Start of Data for processing

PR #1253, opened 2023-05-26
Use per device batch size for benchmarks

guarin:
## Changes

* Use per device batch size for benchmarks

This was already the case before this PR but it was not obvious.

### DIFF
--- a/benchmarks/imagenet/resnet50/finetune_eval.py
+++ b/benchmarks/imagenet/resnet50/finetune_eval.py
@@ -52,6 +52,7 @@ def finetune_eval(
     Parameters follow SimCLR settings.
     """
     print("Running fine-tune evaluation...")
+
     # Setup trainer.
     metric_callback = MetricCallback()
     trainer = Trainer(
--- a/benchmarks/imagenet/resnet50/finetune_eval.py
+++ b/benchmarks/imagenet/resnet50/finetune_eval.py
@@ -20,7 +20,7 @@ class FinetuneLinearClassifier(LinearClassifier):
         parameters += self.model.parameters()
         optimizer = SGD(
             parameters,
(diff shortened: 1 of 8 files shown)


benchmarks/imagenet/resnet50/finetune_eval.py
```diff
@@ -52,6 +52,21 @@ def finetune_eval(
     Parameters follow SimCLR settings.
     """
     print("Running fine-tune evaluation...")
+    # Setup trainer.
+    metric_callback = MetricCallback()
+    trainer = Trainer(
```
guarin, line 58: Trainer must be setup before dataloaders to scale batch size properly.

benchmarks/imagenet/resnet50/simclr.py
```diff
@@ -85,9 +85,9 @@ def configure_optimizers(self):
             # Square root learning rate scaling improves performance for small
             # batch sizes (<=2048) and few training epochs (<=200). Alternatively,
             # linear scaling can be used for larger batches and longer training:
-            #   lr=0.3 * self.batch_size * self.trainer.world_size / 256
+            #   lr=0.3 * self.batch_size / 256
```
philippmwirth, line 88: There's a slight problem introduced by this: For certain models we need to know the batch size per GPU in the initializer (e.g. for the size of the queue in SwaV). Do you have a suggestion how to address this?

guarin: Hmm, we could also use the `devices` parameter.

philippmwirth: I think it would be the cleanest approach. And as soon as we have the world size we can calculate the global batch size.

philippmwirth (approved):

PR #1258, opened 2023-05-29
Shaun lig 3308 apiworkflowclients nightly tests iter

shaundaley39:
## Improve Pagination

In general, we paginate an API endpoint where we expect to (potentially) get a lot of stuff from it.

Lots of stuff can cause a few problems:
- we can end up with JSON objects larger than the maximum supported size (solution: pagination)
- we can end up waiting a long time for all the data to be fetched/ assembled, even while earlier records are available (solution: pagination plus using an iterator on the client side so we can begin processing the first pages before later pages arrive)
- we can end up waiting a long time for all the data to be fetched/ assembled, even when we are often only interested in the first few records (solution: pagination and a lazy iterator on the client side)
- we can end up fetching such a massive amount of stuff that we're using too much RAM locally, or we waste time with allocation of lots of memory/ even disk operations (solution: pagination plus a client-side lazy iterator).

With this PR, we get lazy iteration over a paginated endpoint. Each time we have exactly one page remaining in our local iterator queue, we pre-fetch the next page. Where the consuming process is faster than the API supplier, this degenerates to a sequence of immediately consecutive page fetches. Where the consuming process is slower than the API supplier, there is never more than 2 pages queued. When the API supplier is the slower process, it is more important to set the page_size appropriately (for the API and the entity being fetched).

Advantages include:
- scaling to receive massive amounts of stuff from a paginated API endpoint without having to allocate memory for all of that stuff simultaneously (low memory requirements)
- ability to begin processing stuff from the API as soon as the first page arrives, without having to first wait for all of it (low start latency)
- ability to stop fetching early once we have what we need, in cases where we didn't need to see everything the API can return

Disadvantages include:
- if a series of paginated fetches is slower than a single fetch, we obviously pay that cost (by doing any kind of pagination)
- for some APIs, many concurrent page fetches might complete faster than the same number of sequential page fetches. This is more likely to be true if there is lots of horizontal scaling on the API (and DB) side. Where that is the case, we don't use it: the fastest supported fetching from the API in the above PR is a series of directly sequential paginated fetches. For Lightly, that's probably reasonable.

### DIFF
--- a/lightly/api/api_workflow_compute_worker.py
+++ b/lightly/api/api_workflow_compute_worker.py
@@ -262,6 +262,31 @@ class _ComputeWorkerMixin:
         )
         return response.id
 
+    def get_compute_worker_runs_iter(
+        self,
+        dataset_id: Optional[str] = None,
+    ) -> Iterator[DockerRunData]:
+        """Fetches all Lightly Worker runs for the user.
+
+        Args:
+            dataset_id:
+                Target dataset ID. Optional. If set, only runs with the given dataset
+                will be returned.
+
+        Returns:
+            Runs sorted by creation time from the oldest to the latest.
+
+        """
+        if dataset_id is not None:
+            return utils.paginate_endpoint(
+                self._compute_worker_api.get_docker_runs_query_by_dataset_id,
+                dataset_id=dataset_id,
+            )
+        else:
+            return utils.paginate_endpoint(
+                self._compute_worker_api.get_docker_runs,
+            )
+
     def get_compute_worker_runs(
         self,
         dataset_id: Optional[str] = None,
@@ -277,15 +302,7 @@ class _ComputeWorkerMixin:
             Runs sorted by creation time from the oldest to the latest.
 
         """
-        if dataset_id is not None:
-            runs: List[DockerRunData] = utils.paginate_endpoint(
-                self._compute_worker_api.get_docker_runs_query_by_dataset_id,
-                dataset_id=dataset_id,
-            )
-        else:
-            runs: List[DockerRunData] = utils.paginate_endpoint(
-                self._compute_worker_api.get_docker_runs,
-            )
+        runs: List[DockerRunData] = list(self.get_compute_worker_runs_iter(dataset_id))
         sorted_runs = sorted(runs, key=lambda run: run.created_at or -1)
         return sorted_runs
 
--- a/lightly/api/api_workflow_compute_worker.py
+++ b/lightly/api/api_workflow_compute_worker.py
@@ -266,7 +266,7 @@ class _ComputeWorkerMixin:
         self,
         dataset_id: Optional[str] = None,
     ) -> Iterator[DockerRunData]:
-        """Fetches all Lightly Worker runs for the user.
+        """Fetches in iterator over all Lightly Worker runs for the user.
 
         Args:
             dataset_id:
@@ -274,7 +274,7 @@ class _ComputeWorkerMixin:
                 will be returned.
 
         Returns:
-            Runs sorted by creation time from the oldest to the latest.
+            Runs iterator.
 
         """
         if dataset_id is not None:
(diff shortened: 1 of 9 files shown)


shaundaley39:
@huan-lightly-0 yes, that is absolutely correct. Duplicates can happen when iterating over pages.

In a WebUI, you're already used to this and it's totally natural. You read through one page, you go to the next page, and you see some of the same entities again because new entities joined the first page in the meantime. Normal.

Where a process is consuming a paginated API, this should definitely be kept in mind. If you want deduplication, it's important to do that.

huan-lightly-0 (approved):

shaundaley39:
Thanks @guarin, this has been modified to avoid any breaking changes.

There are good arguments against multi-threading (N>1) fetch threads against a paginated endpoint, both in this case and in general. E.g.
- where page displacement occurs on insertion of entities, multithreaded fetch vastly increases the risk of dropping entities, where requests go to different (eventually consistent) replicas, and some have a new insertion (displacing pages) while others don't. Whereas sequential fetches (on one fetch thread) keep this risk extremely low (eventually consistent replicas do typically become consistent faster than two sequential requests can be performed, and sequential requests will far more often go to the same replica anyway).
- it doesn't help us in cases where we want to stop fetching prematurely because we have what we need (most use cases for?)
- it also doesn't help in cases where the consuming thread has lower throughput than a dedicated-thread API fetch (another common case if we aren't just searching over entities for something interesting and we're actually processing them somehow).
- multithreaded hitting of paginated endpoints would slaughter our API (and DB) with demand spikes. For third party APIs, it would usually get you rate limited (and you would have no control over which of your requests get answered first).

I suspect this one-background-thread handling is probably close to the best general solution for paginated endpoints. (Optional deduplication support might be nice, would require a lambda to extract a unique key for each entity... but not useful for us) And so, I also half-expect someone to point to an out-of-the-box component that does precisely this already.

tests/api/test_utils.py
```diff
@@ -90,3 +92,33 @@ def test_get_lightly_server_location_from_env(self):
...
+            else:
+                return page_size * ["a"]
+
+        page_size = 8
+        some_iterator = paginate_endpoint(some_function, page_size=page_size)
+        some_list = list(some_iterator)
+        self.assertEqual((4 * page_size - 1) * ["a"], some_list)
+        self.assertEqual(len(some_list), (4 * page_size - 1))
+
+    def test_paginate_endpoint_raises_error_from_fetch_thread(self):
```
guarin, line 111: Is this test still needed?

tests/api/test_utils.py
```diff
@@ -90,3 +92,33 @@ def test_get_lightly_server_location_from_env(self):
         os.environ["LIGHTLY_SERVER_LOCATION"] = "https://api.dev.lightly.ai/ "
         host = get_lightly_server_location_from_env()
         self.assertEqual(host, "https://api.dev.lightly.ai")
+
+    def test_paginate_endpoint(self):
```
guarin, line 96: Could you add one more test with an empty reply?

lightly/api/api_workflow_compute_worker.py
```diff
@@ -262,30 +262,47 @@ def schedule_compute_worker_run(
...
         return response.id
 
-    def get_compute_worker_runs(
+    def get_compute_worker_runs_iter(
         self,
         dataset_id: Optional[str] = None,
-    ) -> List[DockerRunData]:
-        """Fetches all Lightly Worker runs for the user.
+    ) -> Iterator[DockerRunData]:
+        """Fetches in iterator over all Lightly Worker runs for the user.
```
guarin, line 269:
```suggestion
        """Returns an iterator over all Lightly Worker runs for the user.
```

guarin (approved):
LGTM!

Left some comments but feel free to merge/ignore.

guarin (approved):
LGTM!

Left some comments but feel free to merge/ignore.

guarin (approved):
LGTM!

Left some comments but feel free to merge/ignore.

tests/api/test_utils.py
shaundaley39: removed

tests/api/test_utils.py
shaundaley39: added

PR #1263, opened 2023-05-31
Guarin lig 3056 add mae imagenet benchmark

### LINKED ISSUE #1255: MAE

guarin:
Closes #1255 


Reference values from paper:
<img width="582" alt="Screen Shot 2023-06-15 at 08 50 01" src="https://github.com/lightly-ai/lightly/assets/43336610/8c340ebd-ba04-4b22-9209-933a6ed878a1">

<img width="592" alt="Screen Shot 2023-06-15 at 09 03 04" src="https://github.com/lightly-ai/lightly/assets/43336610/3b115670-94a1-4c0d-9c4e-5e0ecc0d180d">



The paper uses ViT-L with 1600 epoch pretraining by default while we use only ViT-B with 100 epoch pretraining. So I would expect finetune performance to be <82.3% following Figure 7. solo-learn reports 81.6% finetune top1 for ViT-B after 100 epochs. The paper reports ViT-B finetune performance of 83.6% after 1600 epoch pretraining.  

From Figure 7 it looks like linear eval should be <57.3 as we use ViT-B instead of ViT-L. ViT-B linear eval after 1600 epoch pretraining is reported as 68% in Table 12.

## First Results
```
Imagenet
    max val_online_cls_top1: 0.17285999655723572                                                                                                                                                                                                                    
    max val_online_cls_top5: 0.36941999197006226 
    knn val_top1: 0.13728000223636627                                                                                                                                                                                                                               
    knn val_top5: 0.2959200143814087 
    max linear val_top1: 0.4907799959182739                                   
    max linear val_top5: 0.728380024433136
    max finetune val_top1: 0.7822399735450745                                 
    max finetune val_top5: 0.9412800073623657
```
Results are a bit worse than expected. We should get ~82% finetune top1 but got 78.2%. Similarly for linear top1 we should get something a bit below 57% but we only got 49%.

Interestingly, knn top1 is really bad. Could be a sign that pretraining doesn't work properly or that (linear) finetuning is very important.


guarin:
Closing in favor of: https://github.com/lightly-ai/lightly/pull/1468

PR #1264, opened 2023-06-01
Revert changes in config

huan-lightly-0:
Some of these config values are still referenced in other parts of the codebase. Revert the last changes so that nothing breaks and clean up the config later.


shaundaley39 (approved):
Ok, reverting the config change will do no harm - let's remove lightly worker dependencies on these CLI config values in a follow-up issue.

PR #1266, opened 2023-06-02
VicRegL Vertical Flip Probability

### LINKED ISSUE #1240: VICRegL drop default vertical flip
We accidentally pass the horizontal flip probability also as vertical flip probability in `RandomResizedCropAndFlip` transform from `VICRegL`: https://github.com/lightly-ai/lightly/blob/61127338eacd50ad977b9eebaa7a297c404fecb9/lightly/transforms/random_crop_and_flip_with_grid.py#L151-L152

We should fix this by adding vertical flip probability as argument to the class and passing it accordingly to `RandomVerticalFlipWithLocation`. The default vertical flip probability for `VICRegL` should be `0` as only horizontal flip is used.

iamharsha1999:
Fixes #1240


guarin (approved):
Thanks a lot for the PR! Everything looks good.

End of Data for processing

▶ **Exercise aim**: Using the entries above, repeat only the lines from the one containing "philippmwirth, line 88: There's" through the one containing "later pages arrive)", end lines included.

▶ **Answer area**:
philippmwirth, line 88: There's a slight problem introduced by this: For certain models we need to know the batch size per GPU in the initializer (e.g. for the size of the queue in SwaV). Do you have a suggestion how to address this?

guarin: Hmm, we could also use the `devices` parameter.

philippmwirth: I think it would be the cleanest approach. And as soon as we have the world size we can calculate the global batch size.

philippmwirth (approved):

PR #1258, opened 2023-05-29
Shaun lig 3308 apiworkflowclients nightly tests iter

shaundaley39:
## Improve Pagination

In general, we paginate an API endpoint where we expect to (potentially) get a lot of stuff from it.

Lots of stuff can cause a few problems:
- we can end up with JSON objects larger than the maximum supported size (solution: pagination)
- we can end up waiting a long time for all the data to be fetched/ assembled, even while earlier records are available (solution: pagination plus using an iterator on the client side so we can begin processing the first pages before later pages arrive)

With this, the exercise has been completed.